Na medida em que o Design tem diversas áreas de especialização – produto, gráfico, multimédia, interiores, entre outros – é utilizado pelas empresas de diferentes modos. O quadro 1 apresenta algumas aplicações do design de acordo com objectivos de negócio explícitos.
Contudo o design pode (e deve) ser utilizado pelas empresas de um modo mais abrangente, com o intuito de participar de forma efectiva na potenciação do seu desempenho. Existem diferentes níveis de aplicação do design nas empresas e são vários os estudos (e evidências) que demonstram a sua eficácia no crescimento económico das mesmas.
1 – Sem design
As empresas que se encontram neste patamar são as que não aplicam o design no desenvolvimento dos seus produtos, ou o fazem através de profissionais de outras áreas. Geralmente resulta em produtos que não consideram as necessidades dos consumidores a que se destinam.
2 – Design enquanto estilismo
Em nome de uma aparente “modernização” dos produtos, existe uma preocupação com a aparência exterior do produto ou do serviço. Por vezes é contratado um designer externo à empresa numa fase avançada do processo de desenvolvimento de produtos, de modo a que este possa adaptar a imagem, seja ela física ou virtual, do produto / serviço.
3 – Design enquanto processo
Neste patamar de utilização do design, compreende-se que é possível melhorar o desempenho do produto a desenvolver, se houver uma relação mais próxima entre concepção e produção.

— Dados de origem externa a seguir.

PR #4417, opened 2026-08-05
fix(matcher): enforce regex-constrained noise instead of skipping the field

### LINKED ISSUE #4416: Regex-constrained noise is an unconditional skip: the regex is never enforced
## Summary

A noise entry with a regex is documented and understood as "ignore this field **only when its value matches this pattern**". It does not work that way. When the regex does **not** match, the field is still marked as matching. For numeric and boolean leaves the regex list is not consulted at all.

The practical effect: every regex-constrained noise entry is an unconditional skip. Users who wrote a regex believing it enforces a value shape have a field that is silently never asserted — the opposite of what the regex says.

## Where

`pkg/matcher/utils.go`, `matchJSONWithNoiseHandlingIndexed`:

```go
case string:
    ...
    regs, noisy := ni.match(strings.ToLower(key))
    if noisy && len(regs) != 0 {
        if anyRegexpMatchStr(a, regs) {
            out.matches, out.isExact = true, true
            return out, nil
        }
    }
    if e == a || noisy {          // <-- noisy alone wins after the regex failed
        out.matches, out.isExact = true, true
    }
    return out, nil
```

A failed regex falls through to `if e == a || noisy`, where `noisy` is still true, so the field is accepted anyway. The early return on a successful match is therefore the only thing the regex does — it changes nothing about the outcome.

The `case bool:` and `case float64:` branches discard the regex list outright:

```go
_, noisy := ni.match(strings.ToLower(key))   // regexes dropped
if e == a || noisy { ... }
```

## Reproduction

All three below return `IsExact() == true`, i.e. the replay passes:

| noise | expected | actual |
|---|---|---|
| `{"order.status": ["^(PENDING\|PAID)$"]}` | `"PENDING"` | `"GARBAGE"` |
| `{"order.total": ["^1200$"]}` | `1200` | `99999` |
| `{"order.paid": ["^true$"]}` | `true` | `false` |

```go
e, a := `{"order":{"status":"PENDING"}}`, `{"order":{"status":"GARBAGE"}}`
v, _ := ValidateAndMarshalJSON(zap.NewNop(), &e, &a)
res, _ := JSONDiffWithNoiseControl(v, map[string][]string{"order.status": {"^(PENDING|PAID)$"}}, false)
// res.IsExact() == true
```

`GARBAGE` does not match `^(PENDING|PAID)$`, so this should fail.

## Expected

When a noise entry carries a non-empty regex list, the field should be ignored **only** if the actual value matches one of the patterns. A non-matching value is a real difference and should fail the test.

The same should hold for numeric and boolean leaves: the regex should be applied to the value's string form rather than dropped.

## Impact

This is the same family as #4415 (a noise shape silently disabling assertions), but arguably wider: regex noise is a documented feature that people reach for precisely when they want a *constrained* ignore, and it currently degrades to a blanket ignore with no warning.

Fixing it is a breaking change in the same direction — suites green because a regex-guarded field was never really checked will start reporting genuine differences — so it likely wants the same release-note treatment.

## Note on fixing

Worth checking the empty-vs-non-empty regex list contract while fixing: an empty list is "ignore unconditionally" and is relied on throughout (auto-detected noise emits it), so only the non-empty case should change behaviour.

slayerjain:
Fixes #4416.

## The bug

A noise entry reads `{"<field.path>": ["<pattern>", ...]}` and is understood as *ignore this field when its value matches one of these patterns*. It did not work that way.

In `matchJSONWithNoiseHandlingIndexed`, the `case string:` branch ran the match and, when the pattern did **not** match, fell through to:

```go
if e == a || noisy {   // noisy is still true here
    out.matches, out.isExact = true, true
}
```

so the field was accepted anyway. `case bool:` and `case float64:` discarded the pattern list entirely (`_, noisy := ni.match(...)`).

Every pattern-constrained noise entry was therefore an **unconditional skip** — the field was never asserted, which is the opposite of what writing a pattern asks for. All three of these passed:

| noise | recorded | replayed |
|---|---|---|
| `{"order.status": ["^(PENDING\|PAID)$"]}` | `"PENDING"` | `"GARBAGE"` |
| `{"order.total": ["^1200$"]}` | `1200` | `99999` |
| `{"order.paid": ["^true$"]}` | `true` | `false` |

## The fix

The three scalar branches now route through `noisyForValue`, which ignores the field only for values the patterns describe. **An entry with no patterns keeps ignoring unconditionally** — that is what noise auto-detection emits, and it is unchanged; there is a differential corpus below proving it.

Three further problems surfaced while fixing this and are included.

### A typo in a pattern crashed the process

`getCompiled`'s "never matches" fallback was `` `(?!)` `` — a negative lookahead, which Go's RE2 engine rejects. So `regexp.Compile` returned `(nil, err)`, the fallback assigned that nil, and the first comparison dereferenced it:

```
panic: runtime error: invalid memory address or nil pointer dereference
[signal SIGSEGV: segmentation violation]
  regexp.(*Regexp).MatchString(...)
  matcher.anyRegexpMatchStr(...)
```

Replaced with `` `[^\s\S]` `` (a character that is neither whitespace nor non-whitespace — matches nothing, not even the empty string), plus a nil guard. The identical dead fallback in the `ansiRegex` init is swept too; it is unreachable today but is the same trap for whoever next edits that pattern.

### Patterns were dropped for dot-free keys, which is the common shape

`JSONDiffWithNoiseControl` classifies a key with no dot as a "global key" and threw its patterns away. Since `http.Match` strips the `body.` prefix, `body.status` arrives here as the global key `status` — so enforcing patterns only on dotted paths would have left most real-world entries broken. `globalKeys` now carries its compiled patterns.

### Overlapping entries produced a nondeterministic verdict

`match()` returns the first matching entry, and `buildNoiseIndex` appended in Go map order. That was invisible while every entry meant the same thing; once patterns decide the outcome, a suite flips between runs with no input change:

```
noise: {"user.id": ["^\d+$"], "order.user.id": []}
same process, 400 runs -> true 73 / false 327
```

Entries are now ordered most-specific first, which is deterministic and is also the precedence a user writing both `user.id` and `order.user.id` would expect.

## Where a pattern applies

A pattern describes one scalar value, so that is where it is enforced.

- **Scalars** — enforced.
- **Objects** — the pattern relaxes the values beneath it, but the structural walk continues, so a key added, removed or retyped inside is still reported. This matches `main` exactly (verified below); it does not skip the subtree.
- **Arrays of scalars** — enforced per element. `ids: ["^ord-\d+$"]` unambiguously means every id looks like that. Length changes are still structural and still reported.
- **Arrays of objects / mixed arrays** — values relaxed, as with objects.
- **Numbers** — rendered exactly as `encoding/json` does, so a pattern written against the value Keploy prints in its diff matches at replay. Asserted against `json.Marshal` over 700k random floats including raw bit patterns and both format cutovers.

## Verification

Differential corpora against a `HEAD` tree, ~156k comparisons: **zero cases where this branch accepts something `main` rejects.** A 40k-case corpus in which every entry has an empty pattern list is byte-identical to `main`.

The tightenings attribute as 386 from global keys and 2 from path noise — i.e. the dot-free fix is most of what this delivers.

The crash fix reconfirms at scale: a 36k-case corpus containing an uncompilable pattern SIGSEGVs `main` partway through and completes here.

## Upgrade impact — worth release notes

Suites green because a pattern-guarded field was never really checked will start reporting the differences they were hiding. Those are genuine, previously-hidden regressions.

One rougher edge: an invalid pattern still silently becomes never-match with **no warning**, so glob-style input like `*` or `*id*` now yields a red test with no explanation. On `main` those were an unconditional skip for number and bool leaves. Fixing it properly means `getCompiled` surfacing the compile error to a logger; left as a follow-up rather than bolted on here.

## Not included, deliberately

- `case nil:` has no noise handling, so a pattern cannot cover a field that is `null` in the recording. Pre-existing and untouched.
- `risk.go`'s `collectJSON` still uses the old `len(regs)==0` rule, so a field the matcher now ignores is still named by the failure-assessment path. That path is reporting, not the pass/fail verdict.
- `SubstringKeyMatch` (used by `CompareHeaders`) has the same first-match-wins ambiguity and already carries a comment admitting it. Same remedy, separate change.

### DIFF
--- a/pkg/matcher/noise_regex_test.go
+++ b/pkg/matcher/noise_regex_test.go
@@ -1,0 +1,487 @@
+package matcher
+
+import (
+	"encoding/json"
+	"math"
+	"regexp"
+	"testing"
+
+	"go.uber.org/zap"
+)
+
+// diffNoise is a small helper: compare two JSON documents under a noise map and
+// report whether the matcher considered them equal.
+func diffNoise(t *testing.T, expected, actual string, noise map[string][]string) bool {
+	t.Helper()
+	e, a := expected, actual
+	v, err := ValidateAndMarshalJSON(zap.NewNop(), &e, &a)
+	if err != nil {
+		t.Fatalf("ValidateAndMarshalJSON: %v", err)
+	}
+	res, err := JSONDiffWithNoiseControl(v, noise, false)
+	if err != nil {
+		t.Fatalf("JSONDiffWithNoiseControl: %v", err)
+	}
+	return res.IsExact()
+}
+
+// TestRegexNoise_EnforcesPattern pins the contract of a regex-guarded noise
+// entry: the field is ignored ONLY when the replayed value matches one of the
+// patterns. A value outside the pattern is a real difference.
+//
+// Previously the regex was decorative — a failed match fell through to
+// `if e == a || noisy`, where noisy was still true, so the field was accepted
+// anyway. Every regex-constrained noise entry was an unconditional skip, which
+// is the opposite of what the pattern says.
+func TestRegexNoise_EnforcesPattern(t *testing.T) {
+	cases := []struct {
+		name     string
+		expected string
+		actual   string
+		noise    map[string][]string
+		want     bool
+	}{
+		{
+			name:     "string: value inside the pattern is ignored",
+			expected: `{"order":{"status":"PENDING"}}`,
+			actual:   `{"order":{"status":"PAID"}}`,
+			noise:    map[string][]string{"order.status": {"^(PENDING|PAID)$"}},
+			want:     true,
+		},
+		{
+			name:     "string: value outside the pattern is a real difference",
+			expected: `{"order":{"status":"PENDING"}}`,
+			actual:   `{"order":{"status":"GARBAGE"}}`,
+			noise:    map[string][]string{"order.status": {"^(PENDING|PAID)$"}},
+			want:     false,
+		},
+		{
+			name:     "string: identical values still match even outside the pattern",
+			expected: `{"order":{"status":"GARBAGE"}}`,
+			actual:   `{"order":{"status":"GARBAGE"}}`,
+			noise:    map[string][]string{"order.status": {"^(PENDING|PAID)$"}},
+			want:     true,
+		},
+		{
+			name:     "string: an empty regex list still ignores unconditionally",
+			expected: `{"order":{"status":"PENDING"}}`,
+			actual:   `{"order":{"status":"GARBAGE"}}`,
+			noise:    map[string][]string{"order.status": {}},
+			want:     true,
+		},
+		{
+			name:     "number: value inside the pattern is ignored",
+			expected: `{"order":{"total":1200}}`,
+			actual:   `{"order":{"total":1250}}`,
+			noise:    map[string][]string{"order.total": {`^12\d\d$`}},
+			want:     true,
+		},
+		{
+			name:     "number: value outside the pattern is a real difference",
+			expected: `{"order":{"total":1200}}`,
+			actual:   `{"order":{"total":99999}}`,
+			noise:    map[string][]string{"order.total": {`^12\d\d$`}},
+			want:     false,
+		},
+		{
+			name:     "number: an empty regex list still ignores unconditionally",
+			expected: `{"order":{"total":1200}}`,
+			actual:   `{"order":{"total":99999}}`,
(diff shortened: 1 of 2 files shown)


slayerjain:
Superseded by #4418, which combines this with the sectioned-noise fix (#4415) and closes every follow-up. Same content plus the gaps; nothing here is dropped.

Integrando estas fases e promovendo uma colaboração mais profícua entre os profissionais nela envolvidos conseguem-se projectar produtos que estão mais adaptados à realidade dos futuros utilizadores. Deste modo a pesquisa sobre comportamento de consumidores, prototipagem de soluções antes de lançar no mercado e modularização fazem parte do ciclo normal de produção.
A racionalidade da actividade central da empresa, projectada de raiz com a concepção do produto permite optimizar os recursos técnicos, humanos e económicos para que se possa expandir para áreas de negócio latentes à central. Tal acontece com o design a ser permanentemente realizado por profissionais inseridos em equipas multidisciplinares, em parceria com o cliente e considerando a concorrência, numa óptica de melhoria contínua.
É neste estádio de uso do design que normalmente as empresas diversificam a sua oferta de produtos, pensando estrategicamente nas suas capacidades de modo mais amplo.
Neste patamar operam as empresas de mobiliário que começam a fornecer serviços de interiores, serralharias que fazem montagem de stands para feiras, fundições que lançam linhas de equipamento urbano, entre outros exemplos.
4 – Design enquanto estratégia
O design faz parte da estratégia geral da empresa, influenciando o futuro da organização. O design é o interface que concilia os interesses dos stakeholders com os da própria empresa, com o intuito de criar valor para os dois. A aplicação não é só estratégica, mas também táctica, optimizando o nível operacional das tarefas exercidas no seio da empresa.